Google security researchers and Microsoft say they have evidence that China -backed hackers are exploiting a zero -day error in Microsoft SharePoint, as companies around the world mix to correct the defect.
The error, officially known as CVE-2025-53770 And discovered last weekend, it allows hackers to steal sensitive private keys from self-esteem versions of SharePoint, a software server widely used by companies and organizations for storage and exchange of internal documents. Once exploited, an intruder can use the error to plant remote malware and access the files and data stored in, as well as access to other systems on the same network.
In A blog post on TuesdayMicrosoft said it had noticed at least two previous hacking groups supported by China called “Typhoon” and “Violet Typhoon” who take advantage of the zero day of Sharepoint. Microsoft says Typhoon Linen focuses on theft of intellectual property, while Violet Typhoon steals private information to be used for espionage.
Microsoft has also attributed continuing hacks to a third hacking group supported by China called “Storm-2603”, representing a hacking group for which the company has less information. However, the company noted that hackers have been linked to ransomware attacks in the past.
According to Microsoft, the three hacking teams were observed by exploiting the vulnerability of zero day to break on vulnerable SharePoint servers as early as July 7.

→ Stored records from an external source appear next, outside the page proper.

PR #1012, opened 2019-05-20
Set `handleCommandError` to `WARN`

pm47:
Those are not fatal errors for channels.

### DIFF
--- a/eclair-core/src/main/scala/fr/acinq/eclair/channel/Channel.scala
+++ b/eclair-core/src/main/scala/fr/acinq/eclair/channel/Channel.scala
@@ -1704,7 +1704,7 @@ class Channel(val nodeParams: NodeParams, val wallet: EclairWallet, remoteNodeId
   }
 
   def handleCommandError(cause: Throwable, cmd: Command) = {
-    log.error(s"${cause.getMessage} while processing cmd=${cmd.getClass.getSimpleName} in state=$stateName")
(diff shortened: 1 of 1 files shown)


eclair-core/src/main/scala/fr/acinq/eclair/channel/Channel.scala
```diff
@@ -1704,7 +1704,7 @@ class Channel(val nodeParams: NodeParams, val wallet: EclairWallet, remoteNodeId
   }
 
   def handleCommandError(cause: Throwable, cmd: Command) = {
-    log.error(s"${cause.getMessage} while processing cmd=${cmd.getClass.getSimpleName} in state=$stateName")
+    log.warning(s"${cause.getMessage} while processing cmd=${cmd.getClass.getSimpleName} in state=$stateName")
```
araspitzu: How about passing the error to the logger? It will print the stacktrace in the logs and makes it easier to debug errors.
```suggestion
    log.warning(s"${cause.getMessage} while processing cmd=${cmd.getClass.getSimpleName} in state=$stateName", cause)
```

pm47: We print the stack trace for unknown errors (two lines below). For known errors printing the stack trace doesn't give information and will only pollute the logs.

PR #1013, opened 2019-05-21
Make `htlc-reaper` a top-level actor

pm47:
The way we handle requests to `Switchboard` assume that all children are `Peer`s. This led the `peer` API request to timeout.


araspitzu:
LGTM

PR #1014, opened 2019-05-23
Use compact encoding for signatures (64 bytes) instead of DER

sstone:
This is based on #1008 with modification to use our latest secp256k1 JNI bindings

We now always use public keys in compressed format (33 bytes, DER encoded). All operations on public keys (LN or bip32) are done using this format so we never need to convert keys.

Compared to our current master, which used bitcoin-lib 0.11:

- signatures are created and verified in compact format (unless secp256k1 bindings are not available, which is not the case in our production targets including Android). Note: we still need to convert signature to DER format when we add them to transaction's witness scripts, but it's very fast.
- pubkey addition also uses secp256k1 and will be much faster (it is used to compute bip32 keys, and also to compute commitment keys and points)
- memory usage will be reduced because compact keys are smaller than DER keys and no conversion means less object creation.

The only place where we need to use "compressed" private keys (i,.e with a `0x01` suffix) is in our key manager, when we generate channel secrets, so as to be compatible with previous versions of eclair (i.e. users can upgrade safely).

We still use Bouncy Castle for pubkey recovery, which is used when parsing payment requests. It could be faster but the current version takes about 0.1s on Android and has no significant impact on UX.


eclair-core/src/main/scala/fr/acinq/eclair/transactions/Scripts.scala
```diff
@@ -18,27 +18,15 @@ package fr.acinq.eclair.transactions
...
-
-  def expiry2cltv(in: Long): Long = ???
-
-  /*in match {
-      case locktime(Blocks(blocks)) => blocks
-      case locktime(Seconds(seconds)) => seconds
-    }*/
+  def der(sig: ByteVector64): ByteVector = Crypto.compact2der(sig) :+ 1
 
   def multiSig2of2(pubkey1: PublicKey, pubkey2: PublicKey): Seq[ScriptElt] = if (LexicographicalOrdering.isLessThan(pubkey1.toBin, pubkey2.toBin))
```
araspitzu: Does it respect the spec ordering, defined as `the numerically lesser of the two DER-encoded`?

sstone: Yes because we use lexicographical ordering for pubkeys (and their encoding does not change here) but not for signatures.

sstone: More precisely: we still use DER encoding for public keys (the 33 bytes compressed representation of a public is DER)

eclair-core/src/main/scala/fr/acinq/eclair/payment/PaymentRequest.scala
```diff
@@ -435,14 +435,12 @@ object PaymentRequest {
     val data = string2Bits(lowercaseInput.slice(separatorIndex + 1, lowercaseInput.size - 6)) // 6 == checksum size
     val bolt11Data = Codecs.bolt11DataCodec.decode(data).require.value
     val signature = bolt11Data.signature
-    val r = new BigInteger(1, signature.take(32).toArray)
-    val s = new BigInteger(1, signature.drop(32).take(32).toArray)
     val message: ByteVector = ByteVector.view(hrp.getBytes) ++ data.dropRight(520).toByteVector // we drop the sig bytes
-    val (pub1, pub2) = Crypto.recoverPublicKey((r, s), Crypto.sha256(message))
+    val (pub1, pub2) = Crypto.recoverPublicKey(ByteVector64(signature.take(64)), Crypto.sha256(message))
```
pm47: Maybe define:
```scala
val sig = ByteVector64(signature.take(64))
```
since it is used twice

eclair-core/src/main/scala/fr/acinq/eclair/transactions/Scripts.scala
```diff
@@ -105,6 +93,9 @@ object Scripts {
     // @formatter:on
   }
 
+  def scriptPubKeyHtlcSend(ourkey: PublicKey, theirkey: PublicKey, abstimeout: Long, reltimeout: Long, rhash: ByteVector32, commit_revoke: ByteVector): Seq[ScriptElt]
```
pm47: This doesn't seem consistent with how sigs are handled. Also, it looks like `OP_PUSHDATA` can take a PublicKey as argument?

Charles Carmakal, head of Google’s Response Response Unit technology, told TechCrunch in an email that “at least one of the actors responsible” was a China-Nexus hacking group, but noted that “many actors are actively operating this vulnerable”.
Dozens of organizations have already been violated, including the government sector. The error is regarded as a zero day, because the seller-Microsoft, in this case-did not have time to issue a patch before it was actively exploited. Microsoft has Ever since the patches have begun for all of the affected editions of SharePointBut security researchers have warned that customers who are executing self-editions of Sharepoint should assume that they have already been tested.
TechCrunch event
Francisco
|
27-29 October 2025
The Chinese government has long rejected claims that it has made cyberattacks, although it has not always explicitly refusing its involvement.
When reached for comments, Liu Pengyu, a spokesman for the Chinese Embassy in Washington, said in a statement that China “is steadily opposing and fighting all forms of cyber -and crime attacks on cyberspace – a position that is consistent.
This is the last hacking campaign connected to China in recent years. China -backed hackers have been accused of targeting Microsoft Exchange email servers who have hosted 2021 as part of a mass production campaign. According to a recent indictment by the Ministry of Justice who accuses two Chinese hackers of drawing up violations, so -called “hafnium” hacks have harmed contact details and private mailboxes from more than 60,000 affected servers.
He was informed by comments by the Chinese government.